Controllable Motion Diffusion Model

Generating realistic and controllable motions for virtual characters is a challenging task in computer animation, and its implications extend to games, simulations, and virtual reality. Recent studies have drawn inspiration from the success of diffusion models in image generation, demonstrating the potential for addressing this task. However, the majority of these studies have been limited to offline applications that target at sequence-level generation that generates all steps simultaneously. To enable real-time motion synthesis with diffusion models in response to time-varying control signals, we propose the framework of the Controllable Motion Diffusion Model (COMODO). Our framework begins with an auto-regressive motion diffusion model (A-MDM), which generates motion sequences step by step. In this way, simply using the standard DDPM algorithm without any additional complexity, our framework is able to generate high-fidelity motion sequences over extended periods with different types of control signals. Then, we propose our reinforcement learning-based controller and controlling strategies on top of the A-MDM model, so that our framework can steer the motion synthesis process across multiple tasks, including target reaching, joystick-based control, goal-oriented control, and trajectory following. The proposed framework enables the real-time generation of diverse motions that react adaptively to user commands on-the-fly, thereby enhancing the overall user experience. Besides, it is compatible with the inpainting-based editing methods and can predict much more diverse motions without additional fine-tuning of the basic motion generation models. We conduct comprehensive experiments to evaluate the effectiveness of our framework in performing various tasks and compare its performance against state-of-the-art methods.

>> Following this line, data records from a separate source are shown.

PR #3010, opened 2022-02-25
Fix for consumption chart which flickers as well as legend state being lost.

RohanAntony:
1. In sessions tab, select a consumption chart and check if only subset of data is being loaded initially. Data points for once every 3 minutes is loaded instead of once every minute. 
2.

### DIFF
--- a/src/app/shared/component/consumption-chart/consumption-chart.component.ts
+++ b/src/app/shared/component/consumption-chart/consumption-chart.component.ts
@@ -125,6 +125,7 @@ export class ConsumptionChartComponent implements AfterViewInit {
   public loadAllConsumptionsChanged(matCheckboxChange: MatCheckboxChange) {
     if (matCheckboxChange) {
       this.loadAllConsumptions = matCheckboxChange.checked;
+      this.updateVisibleDatasets();
       this.refresh();
     }
   }
@@ -489,9 +490,8 @@ export class ConsumptionChartComponent implements AfterViewInit {
         duration: 0,
       },
       responsive: true,
-      maintainAspectRatio: false,
       // spanGaps: true,
-      // aspectRatio: this.ratio,
+      aspectRatio: this.ratio,
       plugins: {
         legend: {
           position: 'bottom',
--- a/src/app/shared/table/table.component.ts
+++ b/src/app/shared/table/table.component.ts
@@ -149,6 +149,7 @@ export class TableComponent implements OnInit, AfterViewInit, OnDestroy {
       };
       for (const picker of this.datePickers) {
         picker.picker.updateCalendars();
+        picker.clear();
       }
       this.filterChanged(filterDef);
     }


ClaudeROSSI:
@RohanAntony : please put me in the loop for reviewing that PR.
@cabch : Caro, I've just tested that one, and we have vertical scrollbars when viewing the curves. Can you help here as well?

cabch:
updated with master and fixed dialog size @RohanAntony please tell me if you can see the dialog correctly without scroll bar nor big white space below the chart (you can try resizing your window manuelly, size should follow resizing)
@ClaudeROSSI : sounds fixed for my part

ClaudeROSSI:
> updated with master and fixed dialog size @RohanAntony please tell me if you can see the dialog correctly without scroll bar nor big white space below the chart (you can try resizing your window manuelly, size should follow resizing) @ClaudeROSSI : sounds fixed for my part

@cabch : I still have huge charts

image

RohanAntony:
> > updated with master and fixed dialog size @RohanAntony please tell me if you can see the dialog correctly without scroll bar nor big white space below the chart (you can try resizing your window manuelly, size should follow resizing) @ClaudeROSSI : sounds fixed for my part
> 
> @cabch : I still have huge charts
> 
> image

On line 539 in consumption-chart.component.ts, if you set "maintainAspectRatio: false", the chart is set to initial size but the flickering exists.

src/app/shared/component/consumption-chart/consumption-chart.component.ts
```diff
@@ -503,58 +550,19 @@ export class ConsumptionChartComponent implements AfterViewInit {
...
-              visibleDatasets.includes(ConsumptionChartDatasetOrder.INSTANT_VOLTS_DC)
-            ) {
-              this.gridDisplay[ConsumptionChartAxis.VOLTAGE] = true;
-            } else if( visibleDatasets.includes(ConsumptionChartDatasetOrder.STATE_OF_CHARGE) ) {
-              this.gridDisplay[ConsumptionChartAxis.PERCENTAGE] = true;
-            } else if( visibleDatasets.includes(ConsumptionChartDatasetOrder.CUMULATED_AMOUNT) ) {
-              this.gridDisplay[ConsumptionChartAxis.AMOUNT] = true;
-            }
+            this.updateVisibleGridLines();
             legend.chart.options = this.createOptions();
```
ClaudeROSSI, line 566: @RohanAntony : this line is suspicious to me. Why would you need to set the options again?
Chart options are to be set only once. right?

翻译：为虚拟角色生成逼真且可控的运动是计算机动画中的一项挑战性任务，其应用延伸至游戏、仿真和虚拟现实领域。受扩散模型在图像生成领域成功经验的启发，近期研究已展现出解决该任务的潜力。然而，这些研究大多局限于针对序列级生成的离线应用（即同时生成所有步骤）。为利用扩散模型实现响应时变控制信号的实时运动合成，我们提出可控运动扩散模型（COMODO）框架。该框架以自回归运动扩散模型（A-MDM）为基础，可逐步生成运动序列。通过这种方式，仅使用标准DDPM算法而无需引入额外复杂性，框架即能在长时间跨度内生成高保真运动序列，并支持不同类型的控制信号。随后，我们在A-MDM模型之上提出基于强化学习的控制器与控制策略，使框架能够引导运动合成过程完成多项任务，包括目标到达、摇杆控制、导向控制及轨迹跟踪。所提框架支持实时生成能够动态适应用户指令的多样化运动，从而提升整体用户体验。此外，该框架与基于修补（inpainting）的编辑方法兼容，可在无需对基础运动生成模型进行额外微调的情况下预测出更具多样性的运动。我们通过全面实验评估框架在各项任务中的有效性，并将其性能与现有最优方法进行比较。